In general for interviews, I think anywhere from semi-formal to formal is fine. For my interview, I wore a dress shirt, dress pants, and dress shoes – no tie, no blazer. I honestly don’t think the judges really care about your attire as long as it’s presentable.

Pre-Interview

I believe you are asked to come to your interview for maybe half an hour or so before it’s actually your turn. You get to spend this time with a few past TD Scholars, and feel free to ask them questions and just have a nice relaxing chat. Hopefully the warm welcome will take your mind and nerves away from the situation.

In addition, you will receive an information sheet with a short biography of each of your judges. The judging panel includes Jane Thompson (Executive Director of the TD Scholarship program), a past TD scholar, and around three leaders from the community. The point of the biographies is just to give you a bit of background information on who you will be talking to. Don’t worry about memorizing the biographies, it’s not like you will be quizzed on them or anything! That being said, it’s some good information that you can use to maybe figure out how you can better relate and connect with them.

Inside the Interview

When you enter the interview room, I suggest going up to each judge, shake each of their hands, and get to know their names before sitting down – I think it’s important to know who you are talking to during the interview.

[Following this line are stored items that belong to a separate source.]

PR #424, opened 2024-02-26
340 dont group subnets diff vpc

ShiriMoran:
In subnets grouping - do not group subnets from different VPCs.
Only subnets the belong to the same VPC can be grouped.


pkg/vpcmodel/grouping.go
```diff
@@ -219,25 +219,41 @@ func (g *groupingConnections) addPublicConnectivity(ep EndpointElem, commonProps
 	(*g)[ep][connKey].appendNode(targetNode)
 }
 
-// vsiGroupingBySubnets returns a slice of EndpointElem objects, by grouping set of elements that
+// vsiOrSubnetsGroupingBySubnetsOrVsis returns a slice of EndpointElem objects, by grouping set of elements that
+// 1. If the grouped elements are vsis then the elements
 // represent network interface nodes from the same subnet into a single groupedNetworkInterfaces object
```
adisos, line 224: > into a single groupedNetworkInterfaces object

what is `groupedNetworkInterfaces ` object? should update the comment here

pkg/vpcmodel/grouping_test.go
```diff
@@ -390,40 +390,3 @@ func TestConfigSelfLoopCliqueLace(t *testing.T) {
...
-	res1.AllowedConnsCombined.updateAllowedConnsMap(res.NodeSets[0], res.NodeSets[2], common.NewConnectionSet(true))
-	res1.AllowedConnsCombined.updateAllowedConnsMap(res.NodeSets[1], res.NodeSets[0], common.NewConnectionSet(true))
-	res1.AllowedConnsCombined.updateAllowedConnsMap(res.NodeSets[1], res.NodeSets[2], common.NewConnectionSet(true))
-	res1.AllowedConnsCombined.updateAllowedConnsMap(res.NodeSets[2], res.NodeSets[0], common.NewConnectionSet(true))
-	res1.AllowedConnsCombined.updateAllowedConnsMap(res.NodeSets[2], res.NodeSets[1], common.NewConnectionSet(true))
-
-	return res, res1
-}
-
-func TestSubnetSelfLoop(t *testing.T) {
```
adisos, line 415: why is this test removed?

ShiriMoran: because now its too much trouble keeping it - the subnet needs an attached VPC with an UID - and we have this test, of clique subnets, in the testing files

pkg/vpcmodel/grouping.go
ShiriMoran: it was a typo (not from this PR), fixed

pkg/vpcmodel/grouping.go
```diff
@@ -219,25 +219,41 @@ func (g *groupingConnections) addPublicConnectivity(ep EndpointElem, commonProps
...
-func vsiGroupingBySubnets(groupedConnLines *GroupConnLines,
-	elemsList []EndpointElem, c *VPCConfig) []EndpointElem {
+// 2. If the grouped elements are vis then the elements represent subnets from the same VPC
+// this is automatic unless VPCConfig is result of a dummy vpc built for tgw, namely IsMultipleVPCsConfig = true
+func vsiOrSubnetsGroupingBySubnetsOrVsis(groupedConnLines *GroupConnLines,
```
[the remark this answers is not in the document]
ShiriMoran: comment modified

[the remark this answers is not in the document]
adisos: comment is still not accurate "map from subnet's/vsi's UID to its nodes/nodeSets from the input"
if it's a vsi, then the map key is ` n.Subnet().UID()` => the uid of the node's subnet 
if it's a subnet, then the map key is `n.VPC().UID() ` => the uid of the subnet's vpc

pkg/vpcmodel/grouping.go
```diff
@@ -219,25 +219,41 @@ func (g *groupingConnections) addPublicConnectivity(ep EndpointElem, commonProps
...
+	elemsList []EndpointElem, c *VPCConfig, groupVSI bool) []EndpointElem {
 	res := []EndpointElem{}
-	subnetNameToNodes := map[string][]EndpointElem{} // map from subnet name to its nodes from the input
+	subnetOrVSIToNodesOrNodeSets := map[string][]EndpointElem{} // map from subnet/vsi to its nodes/nodeSets from the input
```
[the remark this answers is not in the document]
adisos: comment is still not accurate "map from subnet's/vsi's UID to its nodes/nodeSets from the input"
if it's a vsi, then the map key is ` n.Subnet().UID()` => the uid of the node's subnet 
if it's a subnet, then the map key is `n.VPC().UID() ` => the uid of the subnet's vpc

pkg/vpcmodel/grouping.go
```diff
@@ -219,24 +219,44 @@ func (g *groupingConnections) addPublicConnectivity(ep EndpointElem, commonProps
...
 }
 
-// vsiGroupingBySubnets returns a slice of EndpointElem objects, by grouping set of elements that
-// represent network interface nodes from the same subnet into a single groupedNetworkInterfaces object
-func vsiGroupingBySubnets(groupedConnLines *GroupConnLines, elemsList []EndpointElem) []EndpointElem {
+// vsiOrSubnetsGroupingBySubnetsOrVsis given *GroupConnLines, a list of EndpointElem and a bool saying whether
+// the EndpointElem represents VSIs or subnets.
+// It returns a slice of EndpointElem objects, by grouping the input set of EndpointElem into the input *GroupConnLines
+// such that
+// 1. If the grouped elements are vsis (as by the input bool) then the elements are grouped by their subnet
```
adisos, line 226:
```suggestion
// It returns a slice of EndpointElem objects, by grouping the input set of EndpointElem
// such that
// 1. If the grouped elements are vsis (as by the input bool) then the elements are grouped by their subnet
```

adisos: `groupedConnLines` is used only for caching.. can be changed in a follow up PR , to send only the relevant cache instead of this entire object. (which is misleading)

pkg/vpcmodel/grouping_test.go
adisos: now that we have abstract type for VPC, no need for another mock, we can add the VPC and its uid for the subnets in the test.. I think there is value for covering this functionality in unit tests, and not only rely on end to end tests..

pkg/vpcmodel/grouping.go
```diff
@@ -219,24 +219,44 @@ func (g *groupingConnections) addPublicConnectivity(ep EndpointElem, commonProps
...
+			subnetOrVSIToNodesOrNodeSets[subnetOrVSIUID] = []EndpointElem{}
 		}
-		subnetNameToNodes[subnetName] = append(subnetNameToNodes[subnetName], elem)
+		subnetOrVSIToNodesOrNodeSets[subnetOrVSIUID] = append(subnetOrVSIToNodesOrNodeSets[subnetOrVSIUID], newElem)
 	}
-	for _, nodesList := range subnetNameToNodes {
+	for _, nodesList := range subnetOrVSIToNodesOrNodeSets {
 		if len(nodesList) == 1 { // a single network interface on subnet is just added to the result (no grouping)
 			res = append(res, nodesList[0])
 		} else { // a set of network interfaces from the same subnet is grouped by groupedNetworkInterfaces object
```
adisos, line 262: this comment (by the `else`) also seems outdated

pkg/vpcmodel/grouping.go
ShiriMoran: It will change once we merge with main after we merge the unification PR.

pkg/vpcmodel/grouping.go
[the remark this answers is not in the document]
ShiriMoran: ok, fixed, but without the if.... but with the simpler ()  notation

pkg/vpcmodel/grouping_test.go
ShiriMoran: Did you add any unit test for the abstract `VPC()` and `Subnet()` I can use as reference?

adisos: no, but I think it should be straight forward

ShiriMoran: Not sure what you had in mind, but to my understanding we still need to implement VPCResourceIntf outside ibmvpc; which still requires a mock. I've added mockVPCIntf and restored the test

pkg/vpcmodel/grouping.go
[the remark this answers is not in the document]
adisos: I still don't see how this comment "map from subnet's (vsi's) UID to its nodes (nodeSets) from the input" is accurate... they key is not the subnet/vsi UID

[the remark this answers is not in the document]
adisos: I would rephrase to "a map from vsi/subnet's containing entity UID (subnet/vpc) to the list of EndpointElem objects associated with this key. "

pkg/vpcmodel/grouping.go
ShiriMoran: fixed

pkg/vpcmodel/grouping.go
```diff
@@ -219,57 +219,54 @@ func (g *groupingConnections) addPublicConnectivity(ep EndpointElem, commonProps
...
+		if _, ok := subnetOrVSIToNodesOrNodeSets[subnetOrVSIUID]; !ok {
+			subnetOrVSIToNodesOrNodeSets[subnetOrVSIUID] = []EndpointElem{}
 		}
-		subnetNameToNodes[subnetName] = append(subnetNameToNodes[subnetName], elem)
+		subnetOrVSIToNodesOrNodeSets[subnetOrVSIUID] = append(subnetOrVSIToNodesOrNodeSets[subnetOrVSIUID], newElem)
 	}
-	for _, nodesList := range subnetNameToNodes {
-		if len(nodesList) == 1 { // a single network interface on subnet is just added to the result (no grouping)
+	for _, nodesList := range subnetOrVSIToNodesOrNodeSets {
+		if len(nodesList) == 1 { // a single nif on subnet or vsi on vpc is just added to the result (no grouping)
```
adisos, line 260:
```suggestion
		if len(nodesList) == 1 { // a single nif on subnet or subnet on vpc is just added to the result (no grouping)
```

pkg/vpcmodel/grouping.go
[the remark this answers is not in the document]
ShiriMoran: Right, there is a typo. The key is the Subnet/VPC UID. I'll fix the name and the comment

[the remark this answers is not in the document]
adisos: I see the name has changed, but the comment remained the same..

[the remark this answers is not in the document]
ShiriMoran: fixed

adisos (approved):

As far as questions, I think they were pretty simple. I found the TD interview process pretty relaxing and laid back. The judges seemed more concerned with just getting to know me than asking me really difficult or trappy questions.

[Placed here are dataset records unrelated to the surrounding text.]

PR #425, opened 2024-02-26
Allow using -resource-group and -region flags to filter resources from -vpc-config

olasaadi99:


pkg/ibmvpc/parser.go
```diff
@@ -14,9 +14,96 @@ import (
 	vpcmodel "github.com/np-guard/vpc-network-config-analyzer/pkg/vpcmodel"
 )
 
+//nolint:funlen,gocyclo //styles are too long and can not be split
+func FilterByResourceGroup(rc *datamodel.ResourcesContainerModel, resourceGroup string) {
```
zivnevo, line 18:
```suggestion
func filterByResourceGroup(rc *datamodel.ResourcesContainerModel, resourceGroup string) {
```
Should this function be exported?

zivnevo, line 18: I see two problems with this function:
1. It repeats the same code pattern many times
2. If we add a new resource to the collector's data model, we might forget to update this function as well.

I have two possible alternatives:
1. Implement in the collector's data model a function similar to the one here (only solves the second issue)
2. Postpone the filtering a little bit, and implement in `VPCConfigsFromResources` by extending the current `shouldSkipByVPC` mechanism. The nice thing about this alternative is that it can be used to filter by region as well, and that it doesn't duplicate code that much.

Please experiment with these alternatives, and see if they make things any better.

zivnevo (changes requested):

pkg/ibmvpc/parser.go
zivnevo: @adisos , do you have any better idea?

pkg/ibmvpc/analysis_output_test.go
```diff
@@ -538,6 +552,7 @@ func TestUnsupportedAnalysis(t *testing.T) {
 func (tt *vpcGeneralTest) runTest(t *testing.T) {
 	// init test - set the input/output file names according to test name
 	tt.initTest()
+	fmt.Printf("%s\n", tt.resourceGroup)
```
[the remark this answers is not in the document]
olasaadi99: no, it was for debug, my bad

pkg/ibmvpc/parser.go
zivnevo: > I agree this mechanism can be used and extended for this as well, and can save those similar code patterns. But if one runs the analyzer with collection as well (instead of input vpc-config file), and asks to dump the config object into a file, will it be with the filtered resources or not?

Filtering is also applied by the collector in its API calls. This already works.
So, yes - resources will be filtered

pkg/ibmvpc/analysis_output_test.go
```diff
@@ -474,6 +482,13 @@ var tests = []*vpcGeneralTest{
 		grouping:    true,
 		format:      vpcmodel.DRAWIO,
 	},
+	// resource group filtering example
+	{
+		inputConfig:   "multi_resource_groups",
+		useCases:      []vpcmodel.OutputUseCase{vpcmodel.AllEndpoints},
+		format:        vpcmodel.Text,
+		resourceGroup: "ola",
```
adisos, line 490: add in comment what VPCs from the input config file are expected to be filtered out

pkg/ibmvpc/analysis_output_test.go
```diff
@@ -474,6 +482,13 @@ var tests = []*vpcGeneralTest{
 		grouping:    true,
 		format:      vpcmodel.DRAWIO,
 	},
+	// resource group filtering example
```
adisos, line 485: missing also example for filtering by regions

adisos (changes requested):

pkg/ibmvpc/analysis_output_test.go
```diff
@@ -74,6 +76,7 @@ const (
 	secJSONOutSuffix               = "_2nd.json"
 	drawioOutSuffix                = ".drawio"
 	archDrawioOutSuffix            = "_arch.drawio"
+	suffixResourceGroup            = "_resourceGroup_"
```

Most of my questions were pretty basic – tell me about this from your application? Why did you start this? Oh, so it says here you are interested in studying neuroscience in university, why? It says here you are in a choir, tell me about that?

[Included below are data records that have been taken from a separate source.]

PR #433, opened 2024-03-06
387 explain by path

ShiriMoran:


ShiriMoran:
I did some reorg of the printing code, renaming functions, adding documentation add moving stuff around.
However, apart of the new path related code no functional code was changed

PR #438, opened 2024-03-07
if the input is not a legal cidr/IP address then the error message sh…

ShiriMoran:
…ould be broader than the error just not being a legal cidr/IP address


adisos (approved):
looks good

ShiriMoran:
@zivnevo personally I found the bug fixed by this PR very confusing. If you want to consider a release between V3.0 to V4.0

PR #441, opened 2024-03-10
368 explainability iks node

ShiriMoran:


pkg/vpcmodel/explainabilityConnectivity.go
```diff
@@ -33,12 +33,14 @@ type srcDstDetails struct {
 	// filters relevant for this src, dst pair; map keys are the filters kind (NaclLayer/SecurityGroupLayer)
 	// for two internal nodes within same subnet, only SG layer is relevant
 	// for external connectivity (src/dst is external) with FIP, only SG layer is relevant
-	filtersRelevant     map[string]bool
-	potentialAllowRules *rulesConnection // potentially enabling connection - potential given the filter is relevant
-	actualAllowRules    *rulesConnection // enabling rules effecting connection given router; e.g. NACL is not relevant for fip
-	potentialDenyRules  *rulesConnection // deny rules potentially (w.r.t. router) effecting the connection, relevant for ACL
-	actualDenyRules     *rulesConnection // deny rules effecting the connection, relevant for ACL
-	actualMergedRules   *rulesConnection // rules actually effecting the connection (both allow and deny)
+	// for iks node sg is not relevant - this is the reason we need separation between ingress and egress
```
adisos, line 36: I don't think it's a correct statement that SG is not relevant for IKS nodes, only we cannot obtain it currently in the input config object. 
So I wouldn't change the code and modeling with such assumption.
Instead, maybe we can for now add a default (dummy) SG that allows all?
So that when we do have the SG support, it is a smaller update? (and the code is more accurate in modeling aspects).

ShiriMoran: How do you want to add this default SG? and to where exactly?

Adding an SG that does not exist and reporting its rules as enabling could be highly confusing. 
Why do we report iks-nodes related results when we can't read the relevant SG and don't actually know what are the results?

adisos: > How do you want to add this default SG? and to where exactly?

maybe in the parser, when building the vpc config object

> Adding a SG that does not really exist and reporting its rules as enabling 

I don't suggest to report that SG or describe it as enabling, for explainability we can ignore this SG in the report, and add a message that analysis lacks SG information 


> Why do we report iks-nodes related results when we can't read the relevant SG

We need to analyze IKS configs

adisos: @zivnevo @kyorav  what do you think?

kyorav: IKS automatically apply two SGs to all worker nodes:
1. the VPC's default SG (you can find it in the config object, under the VPC config)
2. a security group that they generate, which is called "kube-<cluster-ID>"
I think we should do the analysis with both of those.

It is possible for the user to request additional SGs at creation time, which we wouldn't know about, which makes our analysis an under approximation. We can add a warning message that mentions that.

ShiriMoran: If the explainability is going to have a dedicated mechanism for this case - as the one in this PR (which we can of course discuss), then what's the point of adding a non-existing SG which will be ignored anyways?

adisos: right, no need to add a non-existing SG
I think that in the parser, when adding IKS nodes from the config objects, should also handle that and associate the relevant SGs from the config object to the IKS nodes.

adisos: opened issue #443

Conversely, I never got questions like: What are the most important qualities of a leader? What are your strengths or weaknesses? Nothing like that. All of the questions were just there to learn more about me as a person and the activities I’ve been involved in.

The most important thing is to answer honestly and be yourself. Sorry if that is cliche, but I think not being completely myself is what hurt me at my Loran interviews. During that process, I tried too hard to answer “correctly” instead of answering honestly, and that really messed me up. I think I prepared for a week for the Loran, whereas for the TD, I maybe prepared for maybe 15 minutes the day before, and just decided to walk in and speak honestly – and it worked!

For example, I’m pretty sarcastic as a person and I like to joke around, so I was sarcastic and made jokes when I felt like it in the interview – I didn’t force anything, I just spoke as I would normally speak to people. So honestly, just be yourself, and answer truthfully and from the heart.

At least from my experience, that’s what TD cares about. The want to see real people in their real element. There were even times in the interview where the judges were discussing random ideas with each other and not just asking me questions – that’s how laid back the TD scholarship interview is.

Hope that helps, and best of luck to all the finalists!